### Exercise data

Issue #4300, opened 2019-02-18
Stop shimming `focusin`/`focusout` in jQuery 4.0


mgol:
### Description ###

Firefox has added long-missing support for `focusin`/`focusout` events [in version 63](https://bugzilla.mozilla.org/show_bug.cgi?id=1472887). Other browsers we plan to support in v4 already support the events (apart from Firefox ESR 60 but we'll drop it before jQuery 4.0 is released).

Currently, [we shim `focusin`/`focusout` in all non-IE browsers](https://github.com/jquery/jquery/blob/3.3.1/src/event/focusin.js) both to add support in Firefox and because order of these events is not implemented according to the spec in various browsers. [It used to be wild out there](https://github.com/jquery/jquery/issues/3123) but for now the situation is as follows:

######

Take exactly the lines from the one containing "in jQuery 4.0" through the one containing "Firefox has added" in the data above, and output them with nothing added.

Solved problem >>
Stop shimming `focusin`/`focusout` in jQuery 4.0


mgol:
### Description ###

Firefox has added long-missing support for `focusin`/`focusout` events [in version 63](https://bugzilla.mozilla.org/show_bug.cgi?id=1472887). Other browsers we plan to support in v4 already support the events (apart from Firefox ESR 60 but we'll drop it before jQuery 4.0 is released).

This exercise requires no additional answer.